**DIRECTIONS:** Given the records below, set each one down again exactly as it reads.

--- WORKING DATA ---

PR #414, opened 2025-09-12
Add "Request Metadata" Methods FrameProcessorPlugin Class

Ohisemega:


GDYendell:
I think this is just about there now. Could we add a test that calls the two methods with metadata=true and asserts that the messages returned has an empty "metadata" dictionary? Then when we implement the methods in some of the plugins that test will need to be updated to pass.

cpp/common/include/ParamContainer.h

---

**ANSWER TO THIS TASK:**
PR #414, opened 2025-09-12
Add "Request Metadata" Methods FrameProcessorPlugin Class

Ohisemega:


GDYendell:
I think this is just about there now. Could we add a test that calls the two methods with metadata=true and asserts that the messages returned has an empty "metadata" dictionary? Then when we implement the methods in some of the plugins that test will need to be updated to pass.

cpp/common/include/ParamContainer.h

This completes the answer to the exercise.